Minister Assisting the Premier on the Anzac Centenary, Glen Elmes, said the forum’s theme of Serving Country reflects this year’s NAIDOC Week theme which recognised the century of military service by Indigenous Australians.
Mr Elmes said that Indigenous Australians have served the country in conflicts going back to the Boer War, and many have died protecting Australian and Commonwealth interests.
“It’s amazing these young Australians even bothered to join up because they were not classed as citizens, had no right to vote, could not buy property or enter a public bar,” Mr Elmes said.

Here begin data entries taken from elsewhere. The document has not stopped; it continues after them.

PR #7765, opened 2026-03-11
Note leap month behavior

Manishearth:
Leftover note from Markus' review

## Changelog: N/A

### DIFF
--- a/components/calendar/src/types.rs
+++ b/components/calendar/src/types.rs
@@ -475,6 +475,10 @@ impl fmt::Display for MonthCode {
 /// * `Month::new(7)` = `M07`
 /// * `Month::leap(2)` = `M02L`
 ///
+/// Note that in Temporal's model, "leap month 2" (M02L) means the month that occurs after the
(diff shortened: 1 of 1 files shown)


components/calendar/src/types.rs
```diff
@@ -475,6 +475,10 @@ impl fmt::Display for MonthCode {
 /// * `Month::new(7)` = `M07`
 /// * `Month::leap(2)` = `M02L`
 ///
+/// Note that in Temporal's model, "leap month 2" (M02L) means the month that occurs after the
```
robertbastian, line 478:
```suggestion
/// Note that in this model, "leap month 2" (M02L) means the month that occurs after the
```

robertbastian: also move this to after the first paragraph

Manishearth: Then we can't use month codes in this note.

But sure.

robertbastian: we can use the API

PR #7767, opened 2026-03-11
Robert's feedback on month docs

Manishearth:
https://github.com/unicode-org/icu4x/pull/7765#discussion_r2917097813


components/calendar/src/types.rs
```diff
@@ -467,6 +467,10 @@ impl fmt::Display for MonthCode {
 /// (`Month::new(7)`) might be the 7th or 8th month of the year, depending if the month
 /// Adar was repeated or not.
 ///
+/// In this model, "leap month 2" means the month that occurs after the
+/// non-leap month numbered 2, even if the calendar considers the month to be a variant of
```
```suggestion
/// In this model, `Month::leap(2)` is the month that occurs after `Month::new(2)`, even if the calendar considers the month to be a variant of
```

PR #7768, opened 2026-03-11
CodePointTrie support for normalizer and collator perf improvements

hsivonen:
Split out of #7526 and #7600. The code here needs to be published to crates.io, before those changes can land, because the `utf8_iter` and `utf16_iter` crates need to depend on a version `icu_collections` that has this code on crates.io.

## Changelog

icu_collections: Add `CodePointTrie` getters for fusing lookup into iterating over text: getters by Latin1, ASCII, two-byte UTF-8, and three-byte UTF-8.
  - New methods: `get8()`, `get7()`, `get_utf8_two_byte()`, `get_utf8_three_byte()` on `CodePointTrie` and `TypedCodePointTrie`
  - New trait: `AbstractCodePointTrie`

icu_collections: Serde and databake support for typed `CodePointTrie`s
 - New impls: `databake::Bake`, `BakeSize`, `serde::Serialize`, `serde::Deserialize` for `FastCodePointTrie` and `SmallCodePointTrie`

icu_collections: Iterators by `char` and `TrieValue` pairs for Latin1,`str`, and delegate iterator over `char`.
 - New types: `CharIndicesWithTrie`, `CharIndicesWithTrieDefaultForAscii`, `CharIterWithTrie`, `CharsWithTrie`, `CharsWithTrieDefaultForAscii`, `CharsWithTrieEx`, `Latin1CharIndicesWithTrie`, `Latin1CharsWithTrie`,
 - New trait: `WithTrie`
 - New extension traits on `str`: `CharsWithTrieDefaultForAsciiEx`, `Latin1CharsWithTrieEx`

### DIFF
--- a/components/collections/src/codepointinvliststringlist/mod.rs
+++ b/components/collections/src/codepointinvliststringlist/mod.rs
@@ -175,16 +175,11 @@ impl<'data> CodePointInversionListAndStringList<'data> {
 
     /// See [`Self::contains_str`]
     pub fn contains_utf8(&self, s: &[u8]) -> bool {
-        use utf8_iter::Utf8CharsEx;
-        let mut chars = s.chars();
-        if let Some(first_char) = chars.next() {
-            if chars.next().is_none() {
-                return self.contains(first_char);
-            }
+        if let Ok(well_formed) = core::str::from_utf8(s) {
+            self.contains_str(well_formed)
+        } else {
+            false
         }
-        self.str_list
-            .binary_search_by(|t| t.as_bytes().cmp(s))
-            .is_ok()
     }
 
     ///
--- a/components/collections/src/codepointinvliststringlist/mod.rs
+++ b/components/collections/src/codepointinvliststringlist/mod.rs
@@ -175,11 +175,25 @@ impl<'data> CodePointInversionListAndStringList<'data> {
 
     /// See [`Self::contains_str`]
     pub fn contains_utf8(&self, s: &[u8]) -> bool {
-        if let Ok(well_formed) = core::str::from_utf8(s) {
-            self.contains_str(well_formed)
-        } else {
-            false
+        let single_char = s.get(0).and_then(|&first_byte| {
+            if first_byte.is_ascii() && s.len() == 1 {
+                return Some(first_byte as char);
+            }
+            let utf8_len = first_byte.leading_ones() as usize;
+            if utf8_len != s.len() {
+                return None;
+            }
+
+            str::from_utf8(&s[..utf8_len]).ok()?.chars().next()
+        });
+
+        if let Some(single_char) = single_char {
+            return self.contains(first_char);
         }
+
+        self.str_list
+            .binary_search_by(|t| t.as_bytes().cmp(s))
+            .is_ok()
     }
 
     ///
--- a/components/collections/src/codepointinvliststringlist/mod.rs
+++ b/components/collections/src/codepointinvliststringlist/mod.rs
@@ -188,7 +188,7 @@ impl<'data> CodePointInversionListAndStringList<'data> {
         });
 
         if let Some(single_char) = single_char {
-            return self.contains(first_char);
+            return self.contains(single_char);
         }
 
         self.str_list
--- a/components/collections/src/codepointtrie/cptrie.rs
+++ b/components/collections/src/codepointtrie/cptrie.rs
@@ -385,6 +385,12 @@ impl<'trie, T: TrieValue> CodePointTrie<'trie, T> {
             return Err(Error::DataTooShortForFastAccess);
         }
 
+        // The builder is supposed to support direct indexing to the data array
+        // by ASCII.
+        if data.len() < 128 {
+            return Err(Error::DataTooShortForAsciiAccess);
+        }
+
         // Invariant upheld for `data`: If we got this far, the length of `data`
         // satisfies `data`'s length invariant on the assumption that the contents
         // of `fast_index` subslice of `index` and `header.trie_type` will not
@@ -395,7 +401,9 @@ impl<'trie, T: TrieValue> CodePointTrie<'trie, T> {
 
     /// Turns this trie into a version whose trie type is encoded in the Rust type.
     #[inline]
-    pub fn to_typed(self) -> Typed<FastCodePointTrie<'trie, T>, SmallCodePointTrie<'trie, T>> {
+    pub const fn to_typed(
+        self,
+    ) -> Typed<FastCodePointTrie<'trie, T>, SmallCodePointTrie<'trie, T>> {
         match self.header.trie_type {
             TrieType::Fast => Typed::Fast(FastCodePointTrie { inner: self }),
             TrieType::Small => Typed::Small(SmallCodePointTrie { inner: self }),
@@ -577,6 +585,16 @@ impl<'trie, T: TrieValue> CodePointTrie<'trie, T> {
         );
 
         let bit_prefix = (code_point as usize) >> FAST_TYPE_SHIFT;
+        let bit_suffix = (code_point & FAST_TYPE_DATA_MASK) as usize;
+        self.get_bit_prefix_suffix_assuming_fast_index(bit_prefix, bit_suffix)
+    }
+
+    #[inline(always)]
+    unsafe fn get_bit_prefix_suffix_assuming_fast_index(
+        &self,
+        bit_prefix: usize,
+        bit_suffix: usize,
+    ) -> T {
         debug_assert!(bit_prefix < self.index.len());
         // SAFETY: Relying on the length invariant of `self.index` having
         // been checked and on the unchangedness invariant of `self.index`
@@ -584,7 +602,6 @@ impl<'trie, T: TrieValue> CodePointTrie<'trie, T> {
         let base_offset_to_data: usize = usize::from(u16::from_unaligned(*unsafe {
             self.index.as_ule_slice().get_unchecked(bit_prefix)
         }));
-        let bit_suffix = (code_point & FAST_TYPE_DATA_MASK) as usize;
         // SAFETY: Cannot overflow with supported (32-bit and 64-bit) `usize`
         // sizes, since `base_offset_to_data` was extended from `u16` and
         // `bit_suffix` is at most `FAST_TYPE_DATA_MASK`, which is well
@@ -692,6 +709,97 @@ impl<'trie, T: TrieValue> CodePointTrie<'trie, T> {
             v
         } else {
             self.get32_by_small_index_cold(code_point)
+        }
+    }
+
+    /// Returns the value that is associated with `latin1` in this [`CodePointTrie`].
+    #[inline(always)]
+    pub fn get8(&self, latin1: u8) -> T {
+        let code_point = u32::from(latin1);
+        debug_assert!(code_point <= SMALL_TYPE_FAST_INDEXING_MAX);
+        // SAFETY: `u8` is always below `SMALL_TYPE_FAST_INDEXING_MAX` and,
+        // therefore, belowe `FAST_TYPE_FAST_INDEXING_MAX`.
+        unsafe { self.get32_assuming_fast_index(code_point) }
+    }
+
+    /// Returns the value that is associated with `ascii` in this [`CodePointTrie`].
+    ///
+    /// # Safety
+    ///
+    /// `ascii` must be less than 128.
+    #[inline(always)]
+    pub unsafe fn get7(&self, ascii: u8) -> T {
+        debug_assert!(ascii < 128);
+        debug_assert!((ascii as usize) < self.data.len());
+        // SAFETY: Length of `self.data` checked in the constructor.
+        T::from_unaligned(*unsafe { self.data.as_ule_slice().get_unchecked(ascii as usize) })
+    }
+
+    /// Returns the value that is associated with a two-byte UTF-8 sequence in this [`CodePointTrie`].
+    ///
+    /// `high_five` is the low five bits of the lead byte of a two-byte UTF-8 sequence.
+    /// `low_six` is the low six bits of the trail byte of a two-byte UTF-8 sequence.
+    ///
+    /// # Safety
+    ///
+    /// `high_five` must not have bit positions other than the lowest 5 set to 1.
+    /// `low_six` must not have bit positions other than the lowest 6 set to 1.
+    ///
+    /// # Panics
+    ///
+    /// With debug assertions enabled, panics if the above safety invariants are
+    /// violated or `high_five` represents non-shortest form.
+    #[inline(always)]
+    pub unsafe fn get_utf8_two_byte(&self, high_five: u32, low_six: u32) -> T {
+        debug_assert!(low_six <= 0b111_111); // Safety invariant.
+        debug_assert!(high_five <= 0b11_111); // Safety invariant.
+        debug_assert!(high_five > 0b1); // Non-shortest form; not safety invariant.
+                                        // SAFETY: The highest character representable as a two-byte
+                                        // UTF-8 sequence is U+07FF, eleven binary ones, which is below
+                                        // both `SMALL_TYPE_FAST_INDEXING_MAX` and `FAST_TYPE_FAST_INDEXING_MAX`.
+        self.get_bit_prefix_suffix_assuming_fast_index(high_five as usize, low_six as usize)
+    }
+
+    /// Returns the value that is associated with a three-byte UTF-8 or WTF-8 sequence in this [`CodePointTrie`].
+    ///
+    /// `high_ten` is the low four bits of the lead byte of three-byte UTF-8 or WTF-8 sequence shifted left by 6 followed by the low six bits of the first trail byte.
+    /// `low_six` is the low six bits of the last trail byte of a three-byte UTF-8 or WTF-8 sequence.
+    ///
+    /// Sequences representing surrogates (WTF-8) are allowed.
+    ///
+    /// # Safety
+    ///
+    /// `low_six` must not have bit positions other than the lowest 6 set to 1.
+    ///
+    /// # Intended Invariant
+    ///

“Many of them were treated as equals for the first time in their lives as soldiers, but upon returning to civilian life they experienced the same discrimination and prejudice as before going into uniform. A century later, we continue to honour their memory and the memory of every Queenslander who gave their all during those four dark years and the re-building which followed.”
Arts Minister Ian Walker said State Library had led Queensland in helping us to commemorate our Anzac heritage.

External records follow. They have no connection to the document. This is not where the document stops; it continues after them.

PR #8073, opened 2026-06-12
`UnitsConverter`: accept inputs by value, return correct error type

robertbastian:
~Currently we have `UnitsConverter<N: Convertible>`. This is because we convert the conversion factors to the `N` type during construction, which both loses precision and means we cannot use the same converter for multiple `N`.~

~This PR moves the conversion into the `convert` call, and into the `Convertible` trait, which now defines the three operations we need for proportional, reciprocal, and offset converters. For each type, such as `f64`, those operations can be holistically improved.~

It also changes the `UnitsConverter` constructor to return `InvalidConversionError` instead of just an `Option`, and changes the bounds on `convert` so that `f64` can be passed by value.

## Changelog

`icu_experimental/units`
* `Convertibles`s are now passed by value, and for `Ratio<BigInt>` the `Convertible` impl is now on the reference
* The `Convertibles` trait was completely overhauled to allow for more accurate calculations

### DIFF
--- a/components/experimental/src/units/converter_factory.rs
+++ b/components/experimental/src/units/converter_factory.rs
@@ -191,13 +191,14 @@ impl ConverterFactory {
                     .get()
                     .conversion_info_by_unit_id(single_unit.unit_id);
 
-                debug_assert!(conversion_info.is_some(), "Failed to get convert info");
-
                 match conversion_info {
                     Some(items) => {
                         insert_base_units(items.basic_units(), single_unit.power as i16, sign, map)
                     }
-                    None => return Err(InvalidConversionError),
+                    None => {
+                        debug_assert!(false, "Failed to get convert info");
+                        return Err(InvalidConversionError);
+                    }
                 }
             }
 
@@ -284,18 +285,20 @@ impl ConverterFactory {
         &self,
         input_unit: &MeasureUnit,
         output_unit: &MeasureUnit,
-    ) -> Option<UnitsConverter<T>> {
-        let is_reciprocal = match self.is_reciprocal(input_unit, output_unit) {
-            Ok(is_reciprocal) => is_reciprocal,
-            Err(InvalidConversionError) => return None,
-        };
+    ) -> Result<UnitsConverter<T>, InvalidConversionError> {
+        let is_reciprocal = self.is_reciprocal(input_unit, output_unit)?;
+
+        // is_reciprocal checked that all simple units can be loaded, so we can ignore load errors after this.
 
         // Determine the sign of the powers of the units from root to unit2.
         let root_to_unit2_direction_sign = if is_reciprocal { 1 } else { -1 };
 
         let mut conversion_rate = IcuRatio::one();
         for &input_single_unit in input_unit.single_units.as_slice() {
-            conversion_rate *= Self::compute_conversion_term(self, input_single_unit, 1)?;
+            let Some(t) = Self::compute_conversion_term(self, input_single_unit, 1) else {
+                continue;
+            };
+            conversion_rate *= t;
         }
 
         if input_unit.constant_denominator() != 0 {
@@ -303,11 +306,14 @@ impl ConverterFactory {
         }
 
         for &output_single_unit in output_unit.single_units.as_slice() {
-            conversion_rate *= Self::compute_conversion_term(
+            let Some(t) = Self::compute_conversion_term(
                 self,
                 output_single_unit,
                 root_to_unit2_direction_sign,
-            )?;
+            ) else {
+                continue;
+            };
+            conversion_rate *= t;
         }
 
         if output_unit.constant_denominator() != 0 {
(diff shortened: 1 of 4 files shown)


Manishearth (commented):
without going through the actual code in depth this seems like a good idea and the right way to do it

robertbastian:
are you going to go through the code?

components/experimental/src/units/convertible.rs
```diff
@@ -6,54 +6,57 @@ use num_bigint::BigInt;
...
-        self * other
-    }
+    type Result = Self;
 
-    fn add_refs(&self, other: &Self) -> Self {
-        self + other
+    // TODO: reduce error
+    #[allow(clippy::unwrap_used)] // TODO
+    fn mul_ratio_bigint(&self, factor: &Ratio<BigInt>) -> Self::Result {
+        self * factor.to_f64().unwrap()
```
robertbastian: @sffc your optimisation would go here, but we should also try to optimise the other operations, which have one additional floating point operation that introduces error

```suggestion
        let Some(num) = factor.numer().to_f64() else { return f64::NAN };
        let Some(den) = factor.denom().to_f64() else { return f64::NAN };

        let double_rounded = self * num / den;

        // The multiplication error is the difference of the rounded multiplication
        // and the multiplication evaluated in full precision (FMA)
        let multiplication_error = self.mul_add(num, -(self * num));

        // The total error is the difference between the rounded multiplication+division
        // and the multiplication evaluated in full precision, plus the multiplication
        // error divided by the denominator, all evaluated in times-den-space.
        let total_error = (double_rounded.mul_add(-den, self * num) + multiplication_error) / den;

        double_rounded + total_error
```

Manishearth:
> are you going to go through the code?

I could: my review was not explicitly requested and Younies and Shane have been primarily reviewing this component. I'm happy to do a thorough review if you'd like, but I'm usually not doing units reviews.

sffc (dismissed):
The issue I have with this approach is I think it ties us in even more to the BigInt data model. I approved the BigInt landing initially as experimental code, but I think we should be able to support unit conversions completely with floats, storing a float ratio (and deserializing to a float ratio!) instead of a BigInt ratio. So I think this PR is in the wrong direction.

robertbastian:
> I approved the BigInt landing initially as experimental code

This is the same BigInt code that we had before, and it's still experimental, so please approve anyway.

> storing a float ratio (and deserializing to a float ratio!) instead of a BigInt ratio

sure this gets us further away from completely rewriting this, and losing accuracy on the way. not sure if that's a goal

sffc (commented):
I approve PRs that go in the right direction, but this goes in the wrong direction.

sffc:
At some point along the way, we need to convert from the serialized integer ratio type to the runtime type.

Currently, this happens when going from ConverterFactory -> UnitsConverter.

This PR makes it happen when calling the actual convert function.

If you are doing a lot of conversions in a loop, it seems like we should do the number type conversion earlier rather than later.

components/experimental/src/units/converter_factory.rs
```diff
@@ -286,30 +287,35 @@ impl ConverterFactory {
...
+        // is_reciprocal checked that all simple units can be loaded, so we can ignore load errors after this.
 
         // Determine the sign of the powers of the units from root to unit2.
         let root_to_unit2_direction_sign = if is_reciprocal { 1 } else { -1 };
 
         let mut conversion_rate = IcuRatio::one();
         for &input_single_unit in input_unit.single_units.as_slice() {
-            conversion_rate *= Self::compute_conversion_term(self, input_single_unit, 1)?;
+            let Some(t) = Self::compute_conversion_term(self, input_single_unit, 1) else {
+                continue;
```
sffc, line 299: Issue: I think we shouldn't just ignore conversion terms, right? We should fail, right? If there is a reason to skip them silently, please add a comment explaining why

sffc (commented):
I gave my feedback on commit 1 already. Commit 2 seems fine but I have a comment on it. Commit 3 is an internal refactor on which I have no opinion.

components/experimental/src/units/converter_factory.rs
robertbastian: `// is_reciprocal checked that all simple units can be loaded, so we can ignore load errors after this.`

younies (commented):
Let's discuss this PR in the ICU4X meeting. Making the conversion rate `Convertible` is a valid approach for a couple of reasons:

* First, it avoids extra processing overhead at runtime, since it only happens once during initialization.
* Second, while there might be a tiny bit of extra precision loss, this is expected behavior. Ultimately, the user is already requesting a type where a small amount of loss is acceptable.

However, this implementation also allows different input types to use the same converter, and I'm not entirely sure what the real-world use case is for this. Do we have specific scenarios where users actually need this kind of flexibility?

robertbastian:
reorganized commits^

components/experimental/src/units/convertible.rs
```diff
@@ -6,54 +6,84 @@ use num_bigint::BigInt;
...
+    // Exact
+    fn reciprocal_mul_ratio_bigint(self, factor: &Self::Factor) -> Self::Result {
+        (self * factor).recip()
     }
 
-    fn from_ratio_bigint(ratio: Ratio<BigInt>) -> Self {
-        ratio
+    fn factor_from_ratio_bigint(factor: Ratio<BigInt>) -> Self::Factor {
+        factor
     }
```
sffc, line 53: Thought: I think we probably will want to change this to read from a downgraded type (a "PotentialRatioBigInt", maybe encoded as a `&str`). This PR puts us in the correct direction.

sffc (commented):
Commits 1-3 are lgtm.

components/experimental/src/units/convertible.rs
robertbastian: if we already want to lose precision when determining the conversion factor, sure.

we need to agree on floating point semantics before making any such changes.

Manishearth (approved):

Manishearth (approved):

components/experimental/src/units/convertible.rs
sffc: I meant, not changing this to a BigInt eagerly, doing it lazily instead. Even assuming we want an exact factor, we can cancel out factors and do other things without ever reifying a BigInt.

robertbastian: storing a list of integers ratios will probably allocate more space than storing a single `Ratio<BigInt>`. cancelling out factors is what multiplication on `Ratio<BigInt>` does, `Ratio<BigInt>` *is* the compact representation of a product of integer ratios.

“The Queensland Government supports State Library to deliver services for all Queenslanders, wherever they live,” Mr Walker said.
“Their special role in helping us to know authentic Anzac experiences not only informs this generation, but
keeps the Anzac story alive for future generations.”
The Serving Country Forum is part of Q ANZAC 100: Memories for a New Generation, a five year legacy
project led by State Library and proudly supported by the Queensland Government, commemorating the
centenary of World War One and Anzac across Queensland.
Q ANZAC 100: Memories for a New Generation, will commemorate and celebrate our history, capture living
memories, and help current and future generations understand Queensland’s experiences during and after
the First World War — renewing the First World War and Anzac legacy.
For more information on the Serving Country Forum online screening and Q ANZAC 100: Memories for a
New Generation visit State Library of Queensland’s website at slq.qld.gov.au.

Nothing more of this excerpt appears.